PR #283, opened 2015-11-03
use device defaults for notification features

grendell:
This includes sound, lights, and vibration settings.

Without this, `Notification.defaults` defaults to 0 while `Notification.DEFAULT_ALL` == -1, which will result in no vibration or sound for any notification, even when the user has set these to happen.

More info [here](http://developer.android.com/reference/android/app/Notification.html#defaults).

### DIFF
--- a/src/main/java/com/mixpanel/android/mpmetrics/GCMReceiver.java
+++ b/src/main/java/com/mixpanel/android/mpmetrics/GCMReceiver.java
@@ -263,7 +263,8 @@ public class GCMReceiver extends BroadcastReceiver {
                 setWhen(System.currentTimeMillis()).
                 setContentTitle(notificationData.title).
                 setContentText(notificationData.message).
-                setContentIntent(intent);
+                setContentIntent(intent).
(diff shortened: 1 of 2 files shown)


grendell:
Seriously though, please let me know if there's anything I can do to help get this merged.  Thanks.

yinfeiru:
@grendell Thanks for the PR! Although what you suggested makes perfect sense, I'd like to add a flag in MPConfig (eg. https://github.com/mixpanel/mixpanel-android/blob/master/src/main/java/com/mixpanel/android/mpmetrics/MPConfig.java#L176) so that people will be able to turn this feature on/off. A lot of existing users have `AutoShowMixpanelUpdates` on and notifications will be shown when the app is resumed. In that case, since the app is in foreground already, there's no need to alert the user.

grendell:
@yinfeiru thanks for the feedback.  I have updated the pull request accordingly.

NickMele:
Is there a plan/timeline to get this PR merged?

patedit:
Hi guys, I've modified the PR since it had some conflicts and merge it to master. Thanks for your contribution!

=======

Would you please transcribe the records above in full and exactly?

> **TASK ANSWER**:
PR #283, opened 2015-11-03
use device defaults for notification features

grendell:
This includes sound, lights, and vibration settings.

Without this, `Notification.defaults` defaults to 0 while `Notification.DEFAULT_ALL` == -1, which will result in no vibration or sound for any notification, even when the user has set these to happen.

More info [here](http://developer.android.com/reference/android/app/Notification.html#defaults).

### DIFF
--- a/src/main/java/com/mixpanel/android/mpmetrics/GCMReceiver.java
+++ b/src/main/java/com/mixpanel/android/mpmetrics/GCMReceiver.java
@@ -263,7 +263,8 @@ public class GCMReceiver extends BroadcastReceiver {
                 setWhen(System.currentTimeMillis()).
                 setContentTitle(notificationData.title).
                 setContentText(notificationData.message).
-                setContentIntent(intent);
+                setContentIntent(intent).
(diff shortened: 1 of 2 files shown)


grendell:
Seriously though, please let me know if there's anything I can do to help get this merged.  Thanks.

yinfeiru:
@grendell Thanks for the PR! Although what you suggested makes perfect sense, I'd like to add a flag in MPConfig (eg. https://github.com/mixpanel/mixpanel-android/blob/master/src/main/java/com/mixpanel/android/mpmetrics/MPConfig.java#L176) so that people will be able to turn this feature on/off. A lot of existing users have `AutoShowMixpanelUpdates` on and notifications will be shown when the app is resumed. In that case, since the app is in foreground already, there's no need to alert the user.

grendell:
@yinfeiru thanks for the feedback.  I have updated the pull request accordingly.

NickMele:
Is there a plan/timeline to get this PR merged?

patedit:
Hi guys, I've modified the PR since it had some conflicts and merge it to master. Thanks for your contribution!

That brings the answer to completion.